As far as subagent prompts and results being obfuscated, I just let Pi spawn new agents. Using skills and extensions, I’ve essentially built a software factory using Pi and a custom terminal multiplexer.
It’s a shame apps like T3 Code and other UI for terminal apps don’t support Pi and I’m glad to use the terminal above those that lock me in further.
- hobofan
I think the article gives a very good overview of a problem that most users of AI rarely evaluate / have to grapple with.
There really is a surprising amount of coupling that happens with many of the "frontier inference providers", where a lot of the powerful non-LLM extensions (web search, code execution) are packaged as simple "tools" on the surface, that build up a lot of moat. Those are parts that are in theory nicely separable from the inference API, and could be externalized via MCP servers, but are usually not offered as such by the inference providers themselves, and are often only available in a slightly less powerful variant from other providers.
We've faced that issue repeatedly while building a on-premise provider-agnostic Chat UI & platform[0], where even adding something as simple as an in-chat image generation tool for the end-users (which is just a build-in tool in the OpenAI Responses API), becomes a bit of an ordeal (though part of that is due to the MCP spec missing a native file transfer protocol as of today[1]).
I am quite hopeful though, as with recent shifts of interest towards open weight models, there will be more opportunities for companies offering alternative implementations in a easier plug-and-play manner.
[0]: https://github.com/EratoLab/erato
[1]: https://github.com/modelcontextprotocol/modelcontextprotocol...
- pshirshov
I have some sort of a "solution" - my process keeps state that really matters (think "JIRA for agents") in a separate database (accessible over MCP). Essentially, I can terminate my session, start fresh one (in a different harness with a different model) and continue work with minimal losses. For subagents - I have a custom dispatch_agent tool which, essentially, just shells out.
- skybrian
I don’t see this as a big deal in practice. Conversations contain a bunch of junk anyway, so removing it from the context is usually good.

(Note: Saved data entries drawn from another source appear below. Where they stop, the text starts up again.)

Issue #4174, opened 2025-11-20
Add ackMode attribute to @KafkaListener for per-listener acknowledgment configuration


K-jun98:
**Expected Behavior**

  Add ackMode attribute to @KafkaListener, similar to existing concurrency and autoStartup:

```
@Service
  public class MyListener {
      @KafkaListener(topics = "critical", ackMode = "MANUAL")
      public void handleCritical(String msg, Acknowledgment ack) {
          ack.acknowledge();
      }

      @KafkaListener(topics = "normal", ackMode = "BATCH")
      public void handleNormal(String msg) { }
  }

  Configuration simplified to:
  @Bean
  public ConcurrentKafkaListenerContainerFactory<String, String> kafkaListenerContainerFactory(...) {
      // Single factory with default ack mode
      factory.getContainerProperties().setAckMode(AckMode.BATCH);
      return factory;
  }
```

  API Design

```
  public @interface KafkaListener {
      /**
       * Override the container factory's ackMode for this listener.
       * Valid values: RECORD, BATCH, TIME, COUNT, COUNT_TIME, MANUAL, MANUAL_IMMEDIATE
       * Supports SpEL #{...} and property placeholders ${...}
       */
      String ackMode() default "";
  }

```

**Current Behavior**
  Currently, using different acknowledgment modes for different listeners requires creating multiple container factory beans:

```
@Configuration
  public class KafkaConfig {
      @Bean
      public ConcurrentKafkaListenerContainerFactory<String, String> manualAckFactory(...) {
          factory.getContainerProperties().setAckMode(AckMode.MANUAL);
          return factory;
      }

      @Bean
      public ConcurrentKafkaListenerContainerFactory<String, String> batchAckFactory(...) {
          factory.getContainerProperties().setAckMode(AckMode.BATCH);
          return factory;
      }
  }
```

 ```
 @Service
  public class MyListener {
      @KafkaListener(topics = "critical", containerFactory = "manualAckFactory")
      public void handleCritical(String msg, Acknowledgment ack) {
          ack.acknowledge();
      }

      @KafkaListener(topics = "normal", containerFactory = "batchAckFactory")
      public void handleNormal(String msg) { }
  }
```

  This creates unnecessary boilerplate and maintenance overhead.

**Context**

  Our application handles different message types with different reliability requirements:
  - Critical messages (orders, payments): MANUAL ack for precise control
  - Normal messages (notifications): BATCH ack for performance
[...]

PR #4175, opened 2025-11-22
Add per-listener ackMode attribute to @KafkaListener

K-jun98:
Allows individual Kafka listeners to specify different acknowledgment modes without creating multiple container factory beans. This addresses the need to handle different reliability requirements across listeners in the same application (e.g., critical transactions with manual acknowledgment, notifications with batch acknowledgment, and analytics with record acknowledgment).

Key changes:
- Added ackMode() attribute to @KafkaListener annotation supporting all ContainerProperties.AckMode values (RECORD, BATCH, TIME, COUNT, COUNT_TIME, MANUAL, MANUAL_IMMEDIATE)
- Supports SpEL expressions and property placeholders
- Endpoint-level ackMode overrides factory default when specified
- Added resolveAckMode() to KafkaListenerAnnotationBeanPostProcessor to process the annotation attribute
- Updated endpoint infrastructure (KafkaListenerEndpoint, AbstractKafkaListenerEndpoint, AbstractKafkaListenerContainerFactory) to store and apply ackMode
- Added comprehensive tests in KafkaListenerAckModeTests

Example usage:
  @KafkaListener(topics = "critical", ackMode = "MANUAL") @KafkaListener(topics = "notifications", ackMode = "BATCH")

resolve: GH-4174

### DIFF
--- a/spring-kafka-docs/src/main/antora/modules/ROOT/pages/kafka/receiving-messages/listener-annotation.adoc
+++ b/spring-kafka-docs/src/main/antora/modules/ROOT/pages/kafka/receiving-messages/listener-annotation.adoc
@@ -189,6 +189,20 @@ public void listen(String data, Acknowledgment ack) {
 }
 ----
 
+Starting with version 4.0.1, you can override the container factory's default `AckMode` directly on the `@KafkaListener` annotation using the `ackMode` attribute:
+
+[source, java]
+----
+@KafkaListener(id = "manual", topics = "myTopic", ackMode = "MANUAL")
+public void listen(String data, Acknowledgment ack) {
+    ...
+    ack.acknowledge();
+}
+----
+
+The `ackMode` attribute accepts string values corresponding to `ContainerProperties.AckMode` enum values: `RECORD`, `BATCH`, `TIME`, `COUNT`, `COUNT_TIME`, `MANUAL`, or `MANUAL_IMMEDIATE`.
+This eliminates the need to create separate container factories solely for different acknowledgment modes.
+
 [[consumer-record-metadata]]
 == Consumer Record Metadata
 


spring-kafka/src/main/java/org/springframework/kafka/config/AbstractKafkaListenerContainerFactory.java
```diff
@@ -457,6 +457,12 @@ else if (this.autoStartup != null) {
 				.acceptIfNotNull(endpoint.getConsumerProperties(),
 						instance.getContainerProperties()::setKafkaConsumerProperties)
 				.acceptIfNotNull(endpoint.getListenerInfo(), instance::setListenerInfo);
+
+		// Set ackMode if specified in endpoint (overrides factory default)
+		String ackMode = endpoint.getAckMode();
+		if (ackMode != null) {
```
artembilan: The `acceptIfNotNull()` API is good to go instead of this `if`:
```
.acceptIfNotNull(endpoint.getAckMode(), (ackMode) ->  properties.setAckMode(ContainerProperties.AckMode.valueOf(ackMode.toUpperCase())))
```

spring-kafka/src/test/java/org/springframework/kafka/annotation/KafkaListenerAckModeTests.java
```diff
@@ -0,0 +1,163 @@
...
+import org.springframework.kafka.test.utils.KafkaTestUtils;
+import org.springframework.test.annotation.DirtiesContext;
+import org.springframework.test.context.junit.jupiter.SpringJUnitConfig;
+
+import static org.assertj.core.api.Assertions.assertThat;
+
+/**
+ * Tests for {@link KafkaListener} ackMode attribute.
+ *
+ * @author GO BEOMJUN
```
artembilan: I don't think legal names go fully in upper case.

spring-kafka/src/test/java/org/springframework/kafka/annotation/KafkaListenerAckModeTests.java
```diff
@@ -0,0 +1,163 @@
...
+	@Autowired
+	private Config config;
+
+	@Autowired
+	private KafkaListenerEndpointRegistry registry;
+
+	@Test
+	void testAckModeRecordOverride() throws Exception {
+		this.template.send("ackModeRecord", "test-record");
+		assertThat(this.config.recordLatch.await(10, TimeUnit.SECONDS)).isTrue();
```
artembilan: I don't think we need to test an interaction with a consumer to just verify `AckMode` propagation.
That is just a configuration phase feature.
Therefore we might fully don't need an `@EmbeddedKafka`  for this test suite.
Feels like just a mock for `ConsumerFactory` is enough.
And we won't need producer part at all here.

sobychacko:
@K-jun98 These are great changes. I wonder if we want to add this into a point release (`4.0.1`) or wait until `4.1.0`. Since these changes are not very intrusive, it seems ok to me to add this to the point release. cc @artembilan.

K-jun98:
@artembilan Thanks for the review! I’ve applied the changes.

K-jun98:
@sobychacko I’ve applied the changes to 4.0.1 for now.
If you think 4.1.0 is more appropriate, I’m happy to move it there.

artembilan:
Merged as https://github.com/spring-projects/spring-kafka/commit/a3f99f4b82a80072b18616ff4fdda4a306ac1c9c.

@K-jun98 ,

In my repo, I have a notes directory. I ask the AI to write a markdown file with what it learned, what work has been done, and what remains. In the next conversation, I can ask another model to pick it up from there. Sometimes I edit the note first.
- carterschonwald
im building my own harness and inference tool chain for much of these reasons. theres so much to do that makes a big difference for users. hoping to get things into shape for early alpha as a saas in the next two months.
heres the easiest biggy: compactions should include all user turns albeit with pastes and attached files not inlined. omg does it make a huge difference.
- padolsey
>A user should be able to close an account, keep a session, and hand it to another model. The new model may disagree, ask questions, or perform worse.
I think this is a fair contract. I also think a user should ideally be able to easily identify a comparable model in terms of embedding 'signature'. When GPT-4o originally kicked the bucket, I remember reading lots of anecdotes of people desperately searching for models similar in manner and language, so they could pump in their exports and re-find their friend. Other open-ai models just didn't have the same vibe. It was sad to read. This, to me, is the power of open-weights models. They are for perpetuity. You can keep your guide, your friend, your therapist, whatever. No big company can pull the rug.